Он Пришел к Фердинанду, и тот поздравил его с происшедшей в нем переменой. Даниэль сам попросил сигару и добродетельно выкурил ее до конца; после чего Фердинанд, триумфально завершая то, что начал, показал ему много приемов и трюков для всевозможных стилей как в прозе, так и в стихах. Он выучил его, как изображать мечтателя, артиста, человека задушевного, мрачно — одинокого, рокового, и все это — в одно утро. Мечтателя — с помощью челнока, озера, ивы, арфы, исхудалой женщины и нескольких строф из библии; задушевного — с помощью спальных туфель, ночного горшка, стены, разбитого стекла, подгоревшего бифштекса или какого‑нибудь другого образа, заменяющего столь же горестное духовное разочарование; артиста — открыв наудачу первый попавшийся каталог, взяв в нем имена художников на «И» или на «О», и в особенности, говоря вместо Тициан — Тициано, вместо Веронезе — Паоло Кальяри; последователя Данте — с помощью частого употребления «же», «если», «потому что» и «почему»; рокового— вставляя в каждую строчку: ах! ох! анафема! проклятие! да! и так далее, до полной потери дыхания.
Он показал ему также, как находить богатую рифму. Он разбил в его присутствии несколько стихотворных строчек и научил его элегантно ударять носком одного александрийского стиха прямо в нос тому, который за ним следует, как танцовщица заканчивает свой пируэт у самого носа другой, трясущейся вслед за нею; он составил для него ослепительную палитру: черный, красный, голубой, все цвета радуги, настоящий павлиний хвост; он заставил его также выучить несколько анатомических терминов, чтобы чуть — чуть точнее говорить о трупах, и отпустил его опытным мастером в веселой науке романтизма.
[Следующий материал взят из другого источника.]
PR #82, opened 2026-07-21
AF-150 Enforce permission-backed organization and agent RBAC

kalibetre:
This PR replaces direct role checks with centralized, database-backed permission evaluation. It separates organization governance from per-Agent authority, ensuring authorization is consistently enforced across Agents, memberships, templates, skills, activity, conversations, tool calls, and costs.

### Agent Access Control

Organization Owners and Admins retain implicit authority over all Agents, while Members can access only explicitly assigned Agents. New Agent Viewer, Editor, and Owner roles govern per-Agent capabilities, with APIs and UI controls for granting, updating, and revoking access. Agent creation atomically records creator provenance and grants the creator Agent Owner access.

### Cross-Cutting Permission Architecture

Organization roles now resolve through a shared permission catalogue and policy layer rather than scattered role comparisons. Repository queries apply authorization scopes directly, preventing unauthorized Agent-related activity, conversations, tool calls, and cost data from being loaded. Agent responses expose `allowed_actions` so the UI can consistently hide or disable unavailable operations.

### Technical Details

The data model introduces permissions, role grants, Agent Access Roles, and Agent Access assignments with tenant-safe constraints. Locked system roles and grants are seeded and validated at startup, while the schema supports organization-specific Agent Access Roles. Access grants use locking and idempotent conflict handling to protect against concurrent membership or Agent changes.

### Breaking Changes

- Members no longer receive organization-wide Agent visibility; they must have explicit Agent Access.
- Previously role-gated operations may now return `403`, while inaccessible Agents are generally represented as `404`.
- Deployments must apply the RBAC migration before running the updated application.
- Agent API responses now include permission-derived `allowed_actions`.

### Checklist

- [x] Add and verify the RBAC schema migration
- [x] Cover permission policies and Agent authorization with unit tests
- [x] Cover organization and Agent access flows with integration tests
- [x] Add end-to-end coverage for permission-aware UI controls
- [x] Update RBAC architecture and feature documentation


api/domains/agents/authorization.py
```diff
@@ -0,0 +1,145 @@
...
+    def require_action(
+        self,
+        context: CurrentUserContext,
+        agent_id: UUID,
+        permission: PermissionKey,
+        *,
+        detail: str = "You don't have permission to perform this action.",
+    ) -> Agent:
+        agent = self.require_visible(context, agent_id)
+        self.require_action_for_visible(context, agent, permission, detail=detail)
```
aai-labs-agent, line 87: 💡 **Suggestion — double DB query per `require_action` call**

`require_visible` queries with `AGENT_READ` scope, then `require_action_for_visible` queries again with the requested permission scope. For endpoints that call `require_action` on multiple agents (e.g., list + compute `allowed_actions`), this doubles the DB round-trips.

Consider combining into a single query that checks both visibility and the specific permission, or caching the visible agent across the two calls.

aai-labs-agent (commented):
## Code Review — AF-150 Permission-Backed Organization and Agent RBAC

**Verdict: Comment** — no blocking issues. A few suggestions below.

This is a well-structured RBAC overhaul. The separation between Organization Role permissions (catalogue-driven, fixed) and per-Agent Access Roles (database-backed, assignable) is clean, and the authorization scoping at the SQL level (`agent_scope_predicates` with correlated EXISTS subqueries) prevents unauthorized data from being loaded rather than just filtering it after the fact.

### What looks good

- **Defense in depth**: DB-level constraints (check constraints, immutability triggers, composite FKs with `ondelete=RESTRICT`) back up the service-layer authorization. The `validate_agent_access_role_scope` trigger prevents cross-tenant role injection at the DB level.
- **Atomic creator access**: `create_with_creator_access` inserts the Agent and its creator's Agent Owner access in a single transaction/session — no orphaned agents without access grants.
- **Concurrent grant handling**: `grant_access` uses `with_for_update()` row locks on both Agent and Membership before inserting, with an `IntegrityError` → re-read fallback for concurrent identical grants. Clean idempotent design.
- **404 vs 403 distinction**: Inaccessible agents are concealed as 404 (via `require_visible`), while visible-but-unauthorized actions return 403 (via `require_action_for_visible`). This prevents existence leakage.
- **Deleted-agent cost access**: The `get_agent_cost` fallback to `get_deleted_in_scope` correctly limits historical spend visibility to implicit org owners/admins only — explicit assignments don't survive soft deletion. Well-documented in the code comment.
- **Migration**: The backfill granting EDITOR to existing Members for all their org's agents is the right bridge — it preserves pre-RBAC visibility without inventing creator provenance that doesn't exist.
- **Seeder validation**: `ensure_system_catalogue` validates the exact catalogue at startup (`_validate_exact_system_catalogue`), raising `RbacSeedConflictError` if the DB has drifted. The immutability triggers prevent post-migration tampering.
- **Test coverage**: Unit tests for the policy matrix (`test_organization_role_permission_matrix_is_exact`), agent authorization (`test_agent_authorization.py`), and integration tests for RBAC flows across agents, templates, costs, and tenant resolution.

### Suggestions

1. **`require_action` issues two DB queries** (`authorization.py:86-87`) — `require_visible` queries with `AGENT_READ` scope, then `require_action_for_visible` queries again with the requested permission scope. For list-heavy endpoints this doubles the round-trips per agent. Consider a combined query or caching the visible agent.

2. **`revoke_access` doesn't use `with_for_update()`** (`repository.py:292`) — `change_access_role` locks the row before modifying, but `revoke_access` selects without locking and then deletes. A concurrent `change_access_role` could see the row as present (locked) but then fail when the delete removes it. Not a correctness bug (worst case: a 404 for the concurrent caller), but worth aligning with the locking pattern used by `grant_access` and `change_access_role`.

3. **`list_assigned_members` dict lookup could raise `KeyError`** (`access_service.py:68`) — `roles[assignments[membership.id].access_role_id]` would produce a 500 if the role isn't in the `roles` dict. The `ondelete=RESTRICT` FK prevents this in normal operation, but a `.get()` with a graceful skip would be more defensive.

### Suppressed

- **`get_agent_cost` broad `except HTTPException`** (`costs/service.py:183`): The pattern catches all `HTTPException` from `require_action` and re-raises non-404s. It's correct for the current 404/403 status codes that `require_action` emits, and the code comment documents the intent. Flagging it would be nitpicking — the pattern is self-contained and clear.
- **`_require_accepted_member` returns 409 for unverified email** (`access_service.py:203`): 409 CONFLICT for "pending member must accept invite" is slightly unusual (422 might be more conventional), but I didn't find a repo-wide convention for this status code. Not flagging without a sibling-file precedent.
- **`list_models` now requires `AGENT_CREATE`** (`service.py`): All three org roles (Owner, Admin, Member) have `AGENT_CREATE` in the catalogue, so this doesn't change behavior for any real user. Not a finding.

---
*Reviewed by Hermes Agent*

api/domains/agents/repository.py
```diff
@@ -55,52 +104,203 @@ def count_active_by_org(self, org_id: UUID) -> int:
...
+            access.access_role_id = access_role_id
+            session.add(access)
+            session.commit()
+            return access
+
+    def revoke_access(
+        self, agent_id: UUID, membership_id: UUID, organization_id: UUID
+    ) -> bool:
+        with Session(self.delegate.engine) as session:
+            access = session.exec(
```
aai-labs-agent, line 269: 💡 **Suggestion — `revoke_access` doesn't use `with_for_update()`**

`grant_access` and `change_access_role` both use `with_for_update()` to lock the Agent/Access row before modifying, but `revoke_access` selects without locking and then deletes. A concurrent `change_access_role` could see the row as present (locked) but then fail when the delete removes it.

Not a correctness bug (worst case: a 404 for the concurrent caller), but aligning with the locking pattern used by the other two methods would be more consistent.

api/domains/agents/access_service.py
```diff
@@ -0,0 +1,251 @@
...
+            for role, permissions in self.rbac_repository.list_agent_access_roles(
+                agent.organization_id
+            )
+        }
+        return [
+            self._to_assignment(
+                agent,
+                membership,
+                user,
+                roles[assignments[membership.id].access_role_id],
```
aai-labs-agent: 💡 **Suggestion — `roles[...]` dict lookup could raise `KeyError`**

`roles[assignments[membership.id].access_role_id]` would produce an unhandled 500 if the role ID isn't in the `roles` dict. The `ondelete=RESTRICT` FK on `agent_access.access_role_id` prevents this in normal operation, but a `.get()` with a graceful skip (or a `continue` in the comprehension) would be more defensive against edge cases like a race between `find_access_assignments` and `list_agent_access_roles`.

aai-labs-agent:
## Consolidated Review Summary — AF-150 Permission-Backed RBAC

*Consolidates findings from both Hermes Agent and Claude Code reviews. Supersedes the earlier formal review for the authoritative list.*

**Verdict: Comment — no blockers. Production-ready.**

---

### Findings worth tracking (by priority)

**Edge-case hardening (for future tickets — AF-216/217/218):**

1. **Ownership transfer bypasses PermissionPolicy** (`organization_users/service.py:123-129`) — `OrganizationUserService._ensure_is_owner()` uses `context.require_org_role()` directly, while `OrganizationService._ensure_is_owner()` routes through `PermissionPolicy.require()`. No impact today (outcome is identical), but when custom roles arrive (AF-216), this path won't route through the policy layer. Auditability gap.

2. **Self-revocation can leave zero explicit Agent Owners** (`access_service.py:151-162`) — `revoke_access()` has no "last explicit Agent Owner" guard. A Member with Agent Owner access can revoke their own access, leaving zero access rows. Mitigated by implicit Org Owner/Admin authority (always present today), but worth tracking for AF-216/217 when custom roles or the access management UI arrive.

**Defensive coding:**

3. **`revoke_access()` lacks `with_for_update()`** (`repository.py:288-303`) — `grant_access()` and `change_access_role()` both lock rows before modifying, but `revoke_access()` does a plain `SELECT` then `DELETE`. Benign race (worst case: concurrent caller gets 404), but inconsistent with the locking pattern of the other two methods.

4. **`list_assigned_members` raw dict lookup** (`access_service.py:68`) — `roles[assignments[membership.id].access_role_id]` would produce a 500 `KeyError` if the role isn't in the `roles` dict. The `ondelete=RESTRICT` FK prevents this in normal operation, but a `.get()` with a graceful skip would be more defensive.

5. **`require_action` issues two DB queries** (`authorization.py:86-87`) — `require_visible` queries with `AGENT_READ` scope, then `require_action_for_visible` queries again with the requested permission scope. Consider combining for list-heavy endpoints.

**Data hygiene / info disclosure (low priority):**

6. **Migration backfill includes soft-deleted agents** (`migration:285-303`) — The backfill INSERT doesn't filter `agent.deleted_at IS NULL`, creating inert stale `AgentAccess` rows for deleted agents. Harmless — scope predicates exclude them from all queries.

7. **Error message leaks user/org UUIDs** (`auth/utils.py:105-107`) — `ForbiddenException(detail=f"User {user.id} does not have access to organization {organization_id}")` confirms org existence to authenticated users probing UUIDs. Minor info disclosure at auth boundaries.

---

### Confirmed strengths

- **Defense in depth**: Application-level checks + 4 DB triggers + composite FKs with `ondelete=RESTRICT`
- **SQL-level authorization**: `agent_scope_predicates` with EXISTS subqueries — unauthorized data never loaded, not just filtered post-fetch
- **404/403 boundary**: Inaccessible agents concealed as 404 (no existence leakage), unauthorized actions as 403
- **Atomic creator access**: `create_with_creator_access` — single transaction for agent + access grant
- **Concurrent grant handling**: `FOR UPDATE` locks on Agent + Membership + `IntegrityError` fallback → idempotent
- **Permission matrix verified correct**: All 21 permissions across 3 org roles + 3 agent access roles match spec
- **Seeder validation**: Startup check raises `RbacSeedConflictError` if DB catalogue has drifted
- **Migration safety**: `ON CONFLICT DO NOTHING`, complete downgrade path
- **Test coverage**: 835 API tests, 162 Playwright tests, RBAC-specific unit + integration suites
- **Admin escalation prevention**: Owner role can't be set via `add_member`/`change_role`, admin promotion/demotion is owner-only, ownership transfer is owner-only

### Monitor post-merge

1. **EXISTS subquery performance for Members** — every agent query for a plain Member includes an EXISTS subquery joining `agent_access` + `agent_access_role_permissions`. Indexes should cover it, but monitor query plans as Member population grows.
2. **Audit trail gap** — access changes (grant, revoke, role change) have no audit logging. Deferred to AF-218.
3. **Migration speed on large datasets** — backfill is `O(members × agents)` per org. Safe to retry via `ON CONFLICT DO NOTHING`, but could be slow on large orgs.

---
*Consolidated by Hermes Agent — findings from Hermes Agent + Claude Code reviews*

api/domains/agents/authorization.py
kalibetre: this only for actions, list queries are not affected.

api/domains/agents/repository.py
kalibetre: with_for_update added

api/domains/agents/access_service.py
kalibetre: addressed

Страшно подумать! Нескольких дней было достаточно, чтобы разрушить убеждения многих лет; но по правде‑то сказать, как тут останешься последователем религии, превращенной в посмешище, в особенности когда хулитель ее говорит быстро, громко, долго, остроумно, притом в хорошей квартире и в ошеломительном костюме?
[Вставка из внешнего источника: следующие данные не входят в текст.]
PR #85, opened 2026-07-22
AF 160 shared credentials

dominykas-aai-labs:
Shared credentials are created by OWNER/ADMIN.
The page can be found in Settings -> Shared credentials.
All members in the org can attach the shared credentials.


kalibetre (commented):
### Summary

 │ Worst Standards issue: Shared-vs-manual provider overlap check raises HTTP 422 (schema validation) instead of 400 for a business precondition failure — violates docs/guidelines/code.md HTTP semantics.
 │ Worst Spec issue: Zoho Mail is listed as a supported shared-credential provider but has no validator, so validating a Zoho Mail shared credential returns a generic HTTP 400 — the "supported provider" invariant in docs/features/integrations.md is only partially honoured.

 ### Standards

 ### Standards Findings (6)

 Finding 1 — Hard
 - File:Line: ui/src/features/agents/components/agent-skills-tab.tsx:22-24[-25], ui/src/features/agents/components/hire-dialog-steps.tsx:26-28[-29]
 - Category: docs/guidelines/webapp.md → Imports and naming → "Order imports as external packages, @/* aliases, then relative imports"
 - What: Three @/*-aliased imports (SharedCredentialPicker, SHARED_CREDENTIAL_PROVIDER_LABELS, SharedCredentialBrief) are placed after the relative ../integrations import and before further relative imports, breaking the required external → @/* → relative ordering in both files.
 - Fix: Move the three @/* imports up into the @/* import block (before the first relative import) in both files; in hire-dialog-steps.tsx also move the trailing @/components/ui/tooltip import (line 33) into the @/* block.

 Finding 2 — Hard
 - File:Line: api/domains/agents/service.py:581
 - Category: docs/guidelines/code.md → HTTP semantics → "400 for business precondition failures" / "422 for schema-driven FastAPI/Pydantic validation"
 - What: The shared-vs-manual provider overlap check in the create path raises HTTP_422_UNPROCESSABLE_ENTITY for a business precondition ("Provider already has a manual credential") that requires DB access to evaluate, not schema-driven Pydantic validation.
 - Fix: Change the status code to status.HTTP_400_BAD_REQUEST to match the documented mapping for business precondition failures.

 Finding 3 — Smell
 - File:Line: api/domains/shared_credentials/service.py:36-41, api/domains/agents/service.py:127-131
 - Category: Duplicated Code
 - What: The _VALIDATORS dict mapping SecretProvider to validator functions is defined identically in both shared_credentials/service.py and agents/service.py, and will drift when a provider validator is added or changed.
 - Fix: Extract the _VALIDATORS mapping into api/infrastructure/integration_validators/__init__.py (or a shared module) and import it in both services.

 Finding 4 — Smell
 - File:Line: api/domains/shared_credentials/service.py:201-211, api/domains/agents/service.py:1581-1591
 - Category: Duplicated Code
 - What: The validation-result formatting block (computing validation_status from result.valid/result.missing_scopes and assembling the return dict) is copy-pasted verbatim between the two service validate_* methods.
 - Fix: Extract a shared helper (e.g. format_validation_result(result) -> dict) in the integration validators package and call it from both methods.

 Finding 5 — Smell
 - File:Line: ui/src/features/agents/components/agent-skills-tab.tsx:127-155, ui/src/features/agents/components/hire-dialog-steps.tsx:1503-1532, ui/src/features/agents/components/hire-dialog-steps.tsx:1703-1732
 - Category: Duplicated Code
 - What: The switchToShared/switchToManual/handlePickShared handler triad and the shared/manual toggle-button JSX with identical inline styles are duplicated across AgentSkillsTab, SkillsStep, and IntegrationsStep.
 - Fix: Extract a shared SharedManualToggle component (and optionally a useSharedManualSwitch hook) under ui/src/features/shared-credentials/components/ and reuse it in all three locations.

 Finding 6 — Smell
 - File:Line: api/domains/agents/models.py:436-441
 - Category: Speculative Generality
 - What: validate_no_shared_and_manual_overlap is a model_validator that does nothing — its body is return self with a comment stating it is a no-op placeholder — adding a dead validator that future readers may mistake for active logic.
 - Fix: Remove the no-op validator entirely; the overlap check already lives in the service where DB access is available, so the placeholder adds no value.

 ### Spec

 ### Spec Findings (2)

 Finding 1 — Suspicious
 - File:Line: api/domains/agents/service.py:878-905
 - Category: Suspicious Implementation
 - What: When an agent update sends both a manual secret and a shared credential for the same provider in one request, the shared credential silently overwrites the manual secret with no error, whereas the create path explicitly rejects this overlap with HTTP 422.
 - Spec: "An agent gets either a shared credential or a per-agent secret for a given provider, not both."
 - Fix: Add a provider-overlap check in the update shared-credential block (mirroring the create-path check at service.py:582-587) that raises HTTP 422 when the upserted manual secrets and shared credentials share a provider.

 Finding 2 — Suspicious
 - File:Line: api/domains/shared_credentials/service.py:31-36
 - Category: Suspicious Implementation
 - What: The _VALIDATORS map omits Zoho Mail, so validate_shared_credential returns HTTP 400 "No validator available for zoho_mail" even though Zoho Mail is listed in SHARED_CREDENTIAL_ALLOWED_PROVIDERS as a supported shared-credential provider.
 - Spec: "Only manual-entry providers are supported for shared credentials (v1): GitHub, Jira, Confluence, Bitbucket, Zoho Mail."
 - Fix: Either add a Zoho Mail validator to _VALIDATORS or, if live validation is not available for Zoho Mail yet, return a clear "validation not supported for this provider" message instead of a generic 400 that implies the provider itself is unsupported.

api/migrations/versions/c4d5e6f7a8b9_add_shared_credential_table.py
```diff
@@ -0,0 +1,80 @@
...
+from sqlalchemy.dialects import postgresql
+
+revision: str = "c4d5e6f7a8b9"
+down_revision: Union[str, None] = "a7b8c9d0e1f2"
+branch_labels: Union[str, Sequence[str], None] = None
+depends_on: Union[str, Sequence[str], None] = None
+
+
+def upgrade() -> None:
+    # 1. Create shared_credential table
```
kalibetre, line 22: **Standards — Hard** (`docs/guidelines/code.md` — schema changes MUST include a valid Alembic migration)

The new migration sets `down_revision = "a7b8c9d0e1f2"`, which already has two other children (`e4f5a6b7c8d9`, `e7a4b9c2d5f1`) merged via `ad8b4a278dd1`. Nothing references `c4d5e6f7a8b9` as a `down_revision`, so the migration graph now has **two heads** (`ad8b4a278dd1` and `c4d5e6f7a8b9`) and `alembic upgrade head` will fail with "Multiple heads are present."

**Fix**: Add a merge migration joining `c4d5e6f7a8b9` with `ad8b4a278dd1`

api/tests/integration/test_shared_credentials.py
```diff
@@ -0,0 +1,441 @@
...
+            assert_that(response.status_code, equal_to(status.HTTP_409_CONFLICT))
+
+
+def test_create_shared_credential_without_auth_returns_401():
+    with given(_GIVEN) as context:
+        client: TestClient = context.client
+
+        with when("I create a shared credential without auth"):
+            response = client.post(
+                _BASE,
```
kalibetre, line 170: **Standards — Hard** (`docs/guidelines/testing.md` — API behavior changes MUST cover auth & role/tenant failures)

The suite covers happy path, 401 (no auth), validation, 404, and 409, but has **no test asserting a non-admin member receives 403** on create/update/delete, and **no cross-organization tenant-isolation test** (user in org A cannot read/list org B's credentials).

**Fix**: Add integration tests for member-role 403 on the mutating endpoints and cross-org 404/empty-list on get/list/briefs.

api/domains/shared_credentials/repository.py
```diff
@@ -0,0 +1,127 @@
...
+            if "uq_shared_credential_org_name" in str(e).lower():
+                from fastapi import HTTPException, status
+
+                raise HTTPException(
+                    status_code=status.HTTP_409_CONFLICT,
+                    detail=f"A shared credential named '{credential.name}' already exists in this organization",
+                )
+            raise
+        return credential
+
```
kalibetre, line 33: **Standards — Smell** (Divergent Change / layering — `docs/guidelines/code.md`: "Domain error translation SHOULD happen in services, not routes")

The repository raises a raw `fastapi.HTTPException` for the unique-constraint conflict. The established pattern (`agents/repository.py` → `BotTokenConflictHTTPException`, `users/repository.py` → `EmailTakenHTTPException`) uses named domain exception classes.

**Fix**: Introduce a `SharedCredentialNameConflictHTTPException` (or raise a domain exception translated in the service) to match the existing convention.

api/domains/agents/service.py
```diff
@@ -882,6 +921,38 @@ def update_agent(self, agent_id: UUID, data: AgentUpdate, context: CurrentUserCo
                         )
                     )
 
+        # Shared credential attachments
+        if "shared_credentials" in updated:
+            upserted_manual_providers = {item.provider for item, _ in upserts} if "secrets" in updated else set()
```
kalibetre: **Standards — Smell** (Edge-case inconsistency vs. the create path at `:606-:614`)

On agent update, the shared-credential attach conflict check (`upserted_manual_providers`) only considers manual secrets upserted in the *same request*. An **existing** manual secret for the same provider is silently overwritten (`existing.content = None; existing.shared_credential_id = shared_cred.id` at `:941`) rather than rejected with 400 as the create path does.

**Fix**: Extend the conflict set to include all current manual providers for the agent (`{s.provider for s in current_secrets if not s.shared_credential_id}`) so attaching a shared credential for a provider that already has a manual secret raises 400 instead of silently replacing it.

api/domains/agents/service.py
```diff
@@ -590,8 +602,34 @@ def create_agent(self, data: AgentCreate, context: CurrentUserContext) -> AgentR
             )
             secrets.append(saved)
 
+        # Shared credentials: look up each, verify org ownership, create link rows
+        for attach in data.shared_credentials:
```
kalibetre, line 634: **Spec — Missing** (spec invariant: "Duplicate providers in create/update payloads are rejected.")

Duplicate providers within the `shared_credentials` attach list are **not rejected** — if two shared credentials for the same provider appear in a single create/update payload, the second silently overwrites the first via `get_secret` + `save_secret` instead of raising 400. Applies to both the create path here and the update path at `:927`.

**Fix**: Add a service-level check that rejects duplicate providers among `data.shared_credentials` (and across the combined secrets + shared_credentials set), raising HTTP 400 before any DB write.

api/domains/shared_credentials/repository.py
```diff
@@ -0,0 +1,127 @@
...
+            return []
+        with Session(self.delegate.engine) as session:
+            query = (
+                select(SharedCredential)
+                .where(col(SharedCredential.id).in_(ids))
+                .where(col(SharedCredential.organization_id) == org_id)
+            )
+            return list(session.exec(query).all())
+
+    def get_many_by_ids(self, ids: list[UUID]) -> list[SharedCredential]:
```
kalibetre: **Standards — Smell** (`docs/features/rbac/IMPLEMENTATION-BRIEF.md` — visibility enforced in the repository query, defense-in-depth)

`get_many_by_ids` fetches shared credentials by ID **without filtering by `organization_id`**. All user-facing write paths (attach) correctly use `get_by_id_and_org`, so this is not directly exploitable, but the agent-read and agent-start decryption paths (`agents/service.py:329`, `:364`, `:1187`, `:1642`) trust the `agent_secret.shared_credential_id` FK without re-checking org scope — a latent cross-org credential-read risk if a bad reference is ever persisted.

**Fix**: Add an `org_id` parameter to `get_many_by_ids` (or use the existing `get_by_ids_and_org`) at the agent-service call sites so org scope is always enforced on read.

api/domains/shared_credentials/routes.py
```diff
@@ -0,0 +1,100 @@
...
+    service: Annotated[SharedCredentialService, Injected(SharedCredentialService)],
+):
+    service.delete_shared_credential(credential_id, context)
+    return Response(status_code=status.HTTP_204_NO_CONTENT)
+
+
+@shared_credentials_router.post("/{credential_id}/validate")
+def validate_shared_credential(
+    credential_id: UUID,
+    context: Annotated[CurrentUserContext, Depends(get_current_user())],
```
kalibetre: **RBAC — Hard** (`docs/features/rbac/IMPLEMENTATION-BRIEF.md` — Shared Organization resources; `docs/guidelines/code.md` — Authorization enforcement)

The `validate` endpoint uses `get_current_user()` with **no organization-role restriction**, and the service calls only `_org_id(context)` (any member), not `_require_manager`. So **any org member** can trigger `validate_shared_credential`, which **decrypts the credential content** (`decrypt_content` at `service.py:176`) and makes a **live outbound API call** to the external provider using the org's secret.

This is a sensitive operation, not a read: it exercises admin-managed secrets externally and can probe validity / trigger outbound calls from the server identity. The RBAC brief's Shared Organization Resources principle restricts management of shared definitions to Owner/Admin; live validation of a decrypted secret is closer to "manage" than "read".

**Spec**: `docs/features/integrations.md:21` — "only admins (owner/admin roles) can create, update, or delete them" (validate is unspecified, but decrypting+exercising a secret should default to admin-only).

**Fix**: Gate the route with `Depends(get_current_user(organization_roles=IMPLICIT_AGENT_OWNER_ROLES))` and call `self._require_manager(context)` at the top of `validate_shared_credential`, matching create/update/delete.

kalibetre:
Staging has replaced `is_superuser` with a **platform admin** model. This PR is behind and will conflict in `api/domains/agents/service.py`, `api_app.py`, test steps, and UI hooks. After updating:

- Replace `is_superuser` → `is_platform_admin`, `require_superuser` → `require_platform_admin`, `check_superuser` → `check_platform_admin` in any code/tests this branch touches.
- Note the semantic change: `has_org_role` **no longer short-circuits** for platform admins — org-scoped authority now requires a real Membership. So `_require_manager` will correctly 403 a platform admin without an Owner/Admin Membership in the org. That's the right behavior for an org-scoped resource.
- Add a test: **platform admin without org membership gets 403** on `POST/PATCH/DELETE /shared-credentials` (mirror `test_membershipless_platform_admin_cannot_manage_agent_share_in_org_url`).
- Re-check the migration `down_revision` against staging's current Alembic head — staging may have moved the chain.

The inline review comments (validate-endpoint admin gate, duplicate-provider rejection, missing 403/cross-org tests, `get_many_by_ids` org-scope) still apply after the update.

api/domains/agents/service.py
kalibetre, line 152: "shared_credentials" should be added to this list right? so that so attaching/detaching a shared credential requires `AGENT_SECRET_MANAGE` like every other credential mutation.

api/domains/shared_credentials/service.py
```diff
@@ -0,0 +1,191 @@
...
+        cred_filter: SharedCredentialFilter,
+        pagination: Pagination,
+        context: CurrentUserContext,
+    ) -> PaginatedItems[SharedCredentialRead]:
+        org_id = self._org_id(context)
+        credentials, total = self.repository.find_all_for_org(org_id, cred_filter, pagination)
+        reads = []
+        for cred in credentials:
+            agent_count = self.repository.count_agent_references(cred.id)
+            reads.append(self._to_read(cred, agent_count=agent_count))
```
kalibetre: this will call the count agent ref (a db call) once per credential. basically an N+1 issue here. One option is to compute agent-reference counts for the whole page in one grouped query and join the counts onto the paginated rows in the repository.

kalibetre:
Few things to clean up as well

1. The same ~60-line block (repo-list / secret / radio / plain-text field switch, plus the `SharedManualToggle` wrapper and `{!useShared && (...)}` gate) appears **three times**:

1. `ui/src/features/agents/components/agent-skills-tab.tsx:319-437`
2. `ui/src/features/agents/components/hire-dialog-steps.tsx:1616-1750` (`SkillsStep`)
3. `ui/src/features/agents/components/hire-dialog-steps.tsx:1807-1949` (`IntegrationsStep`)

2. `useSharedManualSwitch` centralizes switch-to-shared/switch-to-manual/pick-shared logic but is only consumed by `agent-skills-tab.tsx`; `SkillsStep` and `IntegrationsStep` each re-implement the identical transitions inline instead of calling the hook. Reuse `useSharedManualSwitch` in `SkillsStep` and `IntegrationsStep`, or delete the hook if inlining is intentiona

Даниэль поступил как девица — недотрога: стоит ей один раз оступиться — она сбрасывает маску и становится самой дерзкой распутницей, какую только можно найти; он решил стать настолько же романтиком, насколько раньше был классиком, и это именно он произнес ставшее навсегда знаменитым изречение:
— Плутяга Расин, попадись он мне навстречу, я б его отделал хлыстом! — И другое, не менее знаменитое: — На гильотину классиков! — которое он выкрикнул, стоя на скамье партера во время представления «Кастильской чести». Действительно, он перешел от вольтерьянства самого конституционного к самому людоедскому, свирепому гюгопоклонству.